A judge should possess a clear vision of the role the Constitution must play in the reconfiguration of a legal system which suffered terrible damage under apartheid… In addition, a judge should hold an emphatic regard for the other; an understanding of the diversity of South Africa and a consequent realisation that his or her world vision cannot necessarily lay claim to an unqualified, universal acceptance…”

In chapter six of his book Poverty, Social Justice and the Constitution Cameron describes the difficult circumstances of his childhood and engages with the topic of charity and its role in relation to political — and legal — action. He emphasises that charity is not a substitute for political action and if there was perfect social justice there would be little or no need for charity. But we do not live in that society and charity provides immediate relief.

In Justice he relates a story of a “random act of kindness” that clearly touched his life and influenced his thinking as he journeyed from an orphanage to the highest court in the land. The mysterious act of kindness occurred on his sister Jeanie’s birthday. A smartly dressed woman knocked on their door and handed the young Cameron an envelope. After she had left they opened the envelope to discover R10 and no note. This allowed them to buy a R2 ice-cream cake for Jeanie.
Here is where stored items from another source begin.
PR #10149, opened 2022-10-21
[docs] Misc typing fixes 2

benpankow:
## Summary 

Fixes a few more miscellaneous mypy complaints, mostly through ignores, in our docs snippets.

### DIFF
--- a/examples/docs_snippets/docs_snippets/concepts/ops_jobs_graphs/dep_dsl.py
+++ b/examples/docs_snippets/docs_snippets/concepts/ops_jobs_graphs/dep_dsl.py
@@ -28,7 +28,7 @@ def construct_graph_with_yaml(yaml_file, op_defs) -> GraphDefinition:
 
     deps = {}
 
-    for op_yaml_data in yaml_data["ops"]:
+    for op_yaml_data in yaml_data["ops"]:  # type: ignore[index]
         def_name = op_yaml_data["def"]
         alias = op_yaml_data.get("alias", def_name)
         op_deps_entry = {}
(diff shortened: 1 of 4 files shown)


benpankow:
* master
  * **PR #10145** <a href="https://app.graphite.dev/github/pr/dagster-io/dagster/10145" target="_blank">Graphite</a> 
    * **PR #10149** <a href="https://app.graphite.dev/github/pr/dagster-io/dagster/10149" target="_blank">Graphite</a>  👈

This comment was auto-generated by [Graphite](https://app.graphite.dev/github/pr/dagster-io/dagster/10149?utm_source=stack-comment).

dpeng817 (changes requested):
As it stands, these type ignores will show up in code snippets, which I think we don't want. You can type ignore either at the top of the file or above the section to avoid.

benpankow:
> As it stands, these type ignores will show up in code snippets, which I think we don't want. You can type ignore either at the top of the file or above the section to avoid.

I merged #10138 which modifies the docs formatter to leave out these type ignores - as it stands I think the only way to type ignore is either the whole file (which might mask actual issues) or inline, so this seemed like the best solution

examples/docs_snippets/docs_snippets/concepts/ops_jobs_graphs/dep_dsl.py
```diff
@@ -28,7 +28,7 @@ def construct_graph_with_yaml(yaml_file, op_defs) -> GraphDefinition:
 
     deps = {}
 
-    for op_yaml_data in yaml_data["ops"]:
+    for op_yaml_data in yaml_data["ops"]:  # type: ignore[index]
```
jmsanders, line 31: I have a PR up specifically for this fix that I think might be a better approach - having `load_yaml_from_path` return a more specific type rather than returning `object`:

https://github.com/dagster-io/dagster/pull/10144

jmsanders (approved):
Definitely some overlap with https://github.com/dagster-io/dagster/pull/10136 but that's fine - I can just rebase if yours merges first.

In this chapter, Cameron reveals the powerful impact of this act of compassion on his life and his jurisprudence:

… What remains most deeply imprinted on my mind are not [the] later hand-outs, whose beneficence touched us through the anonymous mechanism of a fund. What lingers most vividly is the unnamed woman’s mysterious act of personal generosity. It left me deeply under the impression of how important acts of interventive kindness are.

“… We all need the caring and generosity of others. We all need gestures of the exhilaratingly practical and redemptive kind the nameless woman intruded onto my mother’s and Jeanie’s and my straitened lives in Bloemfontein in January 1963. More importantly, we need a government that, on behalf of all of us, expresses that loving care and concern toward our fellows. More specifically, we need a government that is constitutionally obliged to do so. This is precisely what the Constitution gives us in South Africa.”

The contributions of Justice Cameron to our understanding of both justice and compassion are of enormous import, and we hope that he will continue to contribute towards a renewed constitutional dialogue. DM

Professor Narnia Bohler-Muller is executive director of the Democracy, Governance and Service Delivery (DGSD) research programme of the Human Sciences Research Council. Advocate Gary Pienaar is research manager with DGSD and Dr Michael Cosser is Acting Research Director with DGSD.